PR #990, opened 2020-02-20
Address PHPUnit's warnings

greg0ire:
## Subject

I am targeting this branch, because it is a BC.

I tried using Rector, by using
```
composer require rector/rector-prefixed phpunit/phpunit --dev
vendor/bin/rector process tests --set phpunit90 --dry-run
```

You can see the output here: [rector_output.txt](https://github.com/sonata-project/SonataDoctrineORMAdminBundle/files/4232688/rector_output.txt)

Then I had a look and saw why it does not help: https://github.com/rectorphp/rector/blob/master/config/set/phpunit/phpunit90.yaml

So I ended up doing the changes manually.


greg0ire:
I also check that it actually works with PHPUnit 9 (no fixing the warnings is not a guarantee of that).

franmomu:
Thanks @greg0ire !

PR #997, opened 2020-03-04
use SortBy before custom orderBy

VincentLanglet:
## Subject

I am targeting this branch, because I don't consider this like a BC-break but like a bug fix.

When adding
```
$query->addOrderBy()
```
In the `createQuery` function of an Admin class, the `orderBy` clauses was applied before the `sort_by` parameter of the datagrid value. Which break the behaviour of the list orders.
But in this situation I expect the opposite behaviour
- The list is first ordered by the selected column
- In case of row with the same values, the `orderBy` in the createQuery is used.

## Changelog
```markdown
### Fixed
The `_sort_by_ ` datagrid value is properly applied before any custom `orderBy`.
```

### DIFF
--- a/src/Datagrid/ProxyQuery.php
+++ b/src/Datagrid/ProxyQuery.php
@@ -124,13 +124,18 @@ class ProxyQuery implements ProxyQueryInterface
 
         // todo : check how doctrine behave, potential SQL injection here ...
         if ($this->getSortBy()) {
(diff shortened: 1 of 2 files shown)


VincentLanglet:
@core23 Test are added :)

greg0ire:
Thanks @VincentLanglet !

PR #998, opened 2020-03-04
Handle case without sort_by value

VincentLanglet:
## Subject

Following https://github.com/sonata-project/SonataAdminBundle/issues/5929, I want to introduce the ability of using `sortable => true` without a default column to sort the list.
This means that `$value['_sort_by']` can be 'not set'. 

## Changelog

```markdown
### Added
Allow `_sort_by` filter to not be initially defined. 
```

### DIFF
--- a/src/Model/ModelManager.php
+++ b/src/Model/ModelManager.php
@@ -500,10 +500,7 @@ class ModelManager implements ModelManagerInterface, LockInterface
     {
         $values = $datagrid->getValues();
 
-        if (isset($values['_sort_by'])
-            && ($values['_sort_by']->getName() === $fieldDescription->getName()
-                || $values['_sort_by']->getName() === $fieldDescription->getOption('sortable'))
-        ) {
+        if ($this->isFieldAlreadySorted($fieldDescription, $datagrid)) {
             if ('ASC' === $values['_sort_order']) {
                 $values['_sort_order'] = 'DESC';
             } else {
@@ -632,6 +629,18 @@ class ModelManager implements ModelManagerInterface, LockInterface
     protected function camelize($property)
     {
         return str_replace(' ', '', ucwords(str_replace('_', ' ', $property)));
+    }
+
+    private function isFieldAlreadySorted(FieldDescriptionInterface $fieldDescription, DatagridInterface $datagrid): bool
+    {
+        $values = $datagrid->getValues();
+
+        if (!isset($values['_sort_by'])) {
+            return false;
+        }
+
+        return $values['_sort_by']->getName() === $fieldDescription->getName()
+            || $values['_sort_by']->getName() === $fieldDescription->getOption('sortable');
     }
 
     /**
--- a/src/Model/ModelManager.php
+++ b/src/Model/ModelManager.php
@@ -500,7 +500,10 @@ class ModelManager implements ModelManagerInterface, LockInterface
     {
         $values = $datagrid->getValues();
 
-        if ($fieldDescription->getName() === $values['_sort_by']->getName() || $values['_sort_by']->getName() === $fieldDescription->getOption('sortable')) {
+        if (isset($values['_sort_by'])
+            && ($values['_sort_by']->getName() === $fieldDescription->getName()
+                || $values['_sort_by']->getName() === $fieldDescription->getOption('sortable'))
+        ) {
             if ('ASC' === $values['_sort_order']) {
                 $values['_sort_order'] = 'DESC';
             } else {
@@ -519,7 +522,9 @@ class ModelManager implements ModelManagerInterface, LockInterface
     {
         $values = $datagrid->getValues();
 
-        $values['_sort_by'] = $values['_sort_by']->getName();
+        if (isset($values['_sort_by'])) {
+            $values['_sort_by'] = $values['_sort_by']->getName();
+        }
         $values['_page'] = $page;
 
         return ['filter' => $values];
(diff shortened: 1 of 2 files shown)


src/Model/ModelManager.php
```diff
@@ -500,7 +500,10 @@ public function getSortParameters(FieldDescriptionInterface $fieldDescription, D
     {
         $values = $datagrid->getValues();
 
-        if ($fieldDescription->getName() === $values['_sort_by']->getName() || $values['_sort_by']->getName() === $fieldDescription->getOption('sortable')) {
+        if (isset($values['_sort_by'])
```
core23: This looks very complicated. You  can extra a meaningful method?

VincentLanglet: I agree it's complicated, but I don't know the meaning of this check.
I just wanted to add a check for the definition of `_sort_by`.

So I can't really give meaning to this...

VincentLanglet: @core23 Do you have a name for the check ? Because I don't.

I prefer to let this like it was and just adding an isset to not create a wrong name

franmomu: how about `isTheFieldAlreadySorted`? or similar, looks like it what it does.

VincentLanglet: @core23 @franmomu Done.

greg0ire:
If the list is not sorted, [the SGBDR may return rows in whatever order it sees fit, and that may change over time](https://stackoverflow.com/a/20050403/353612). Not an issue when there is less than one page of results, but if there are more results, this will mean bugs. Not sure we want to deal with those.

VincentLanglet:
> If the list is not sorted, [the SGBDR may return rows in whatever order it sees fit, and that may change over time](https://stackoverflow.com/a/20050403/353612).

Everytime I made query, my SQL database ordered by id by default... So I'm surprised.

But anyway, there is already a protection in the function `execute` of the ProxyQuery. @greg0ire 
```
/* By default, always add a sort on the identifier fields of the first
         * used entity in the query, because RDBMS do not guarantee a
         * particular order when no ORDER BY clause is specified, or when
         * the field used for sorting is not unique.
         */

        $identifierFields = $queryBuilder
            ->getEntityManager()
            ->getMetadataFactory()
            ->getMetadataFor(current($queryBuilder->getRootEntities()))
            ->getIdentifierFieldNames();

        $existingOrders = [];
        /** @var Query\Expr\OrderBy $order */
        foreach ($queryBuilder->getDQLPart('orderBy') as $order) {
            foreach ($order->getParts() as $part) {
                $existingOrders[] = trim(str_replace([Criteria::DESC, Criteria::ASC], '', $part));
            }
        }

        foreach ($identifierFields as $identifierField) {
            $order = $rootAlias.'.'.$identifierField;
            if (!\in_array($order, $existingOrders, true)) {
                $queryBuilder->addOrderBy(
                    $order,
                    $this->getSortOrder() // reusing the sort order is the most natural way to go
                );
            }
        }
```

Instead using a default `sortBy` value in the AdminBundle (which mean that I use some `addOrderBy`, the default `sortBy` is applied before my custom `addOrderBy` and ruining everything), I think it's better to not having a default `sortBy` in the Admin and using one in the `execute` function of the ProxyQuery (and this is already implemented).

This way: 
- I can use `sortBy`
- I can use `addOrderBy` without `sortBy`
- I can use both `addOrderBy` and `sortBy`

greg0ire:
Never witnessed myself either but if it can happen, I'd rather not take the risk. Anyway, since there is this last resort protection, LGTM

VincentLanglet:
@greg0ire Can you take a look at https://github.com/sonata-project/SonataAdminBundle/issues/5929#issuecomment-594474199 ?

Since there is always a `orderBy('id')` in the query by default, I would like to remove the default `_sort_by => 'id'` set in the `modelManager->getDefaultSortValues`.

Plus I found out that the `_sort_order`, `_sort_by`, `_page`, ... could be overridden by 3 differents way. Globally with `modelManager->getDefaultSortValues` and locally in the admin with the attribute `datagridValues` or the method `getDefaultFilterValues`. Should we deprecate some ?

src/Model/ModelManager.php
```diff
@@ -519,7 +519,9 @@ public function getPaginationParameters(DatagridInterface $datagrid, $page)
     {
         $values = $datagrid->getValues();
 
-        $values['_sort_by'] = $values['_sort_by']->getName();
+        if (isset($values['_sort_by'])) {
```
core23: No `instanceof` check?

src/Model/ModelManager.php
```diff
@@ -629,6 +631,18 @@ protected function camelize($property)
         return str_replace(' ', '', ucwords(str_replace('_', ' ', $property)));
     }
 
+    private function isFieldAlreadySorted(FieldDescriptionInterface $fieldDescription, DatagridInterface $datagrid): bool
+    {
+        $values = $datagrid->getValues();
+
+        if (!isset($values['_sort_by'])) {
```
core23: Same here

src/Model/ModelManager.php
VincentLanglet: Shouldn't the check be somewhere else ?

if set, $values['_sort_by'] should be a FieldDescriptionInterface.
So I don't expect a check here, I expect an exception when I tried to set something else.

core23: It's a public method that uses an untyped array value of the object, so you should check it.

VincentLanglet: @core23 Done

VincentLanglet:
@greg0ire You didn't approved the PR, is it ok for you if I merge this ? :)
* * * * * * *
» **Work instruction**
Reproduce each line of the records in which the word "ModelManagerInterface" appears.

» **Answer section**
@@ -500,10 +500,7 @@ class ModelManager implements ModelManagerInterface, LockInterface
@@ -632,6 +629,18 @@ class ModelManager implements ModelManagerInterface, LockInterface
@@ -500,7 +500,10 @@ class ModelManager implements ModelManagerInterface, LockInterface
@@ -519,7 +522,9 @@ class ModelManager implements ModelManagerInterface, LockInterface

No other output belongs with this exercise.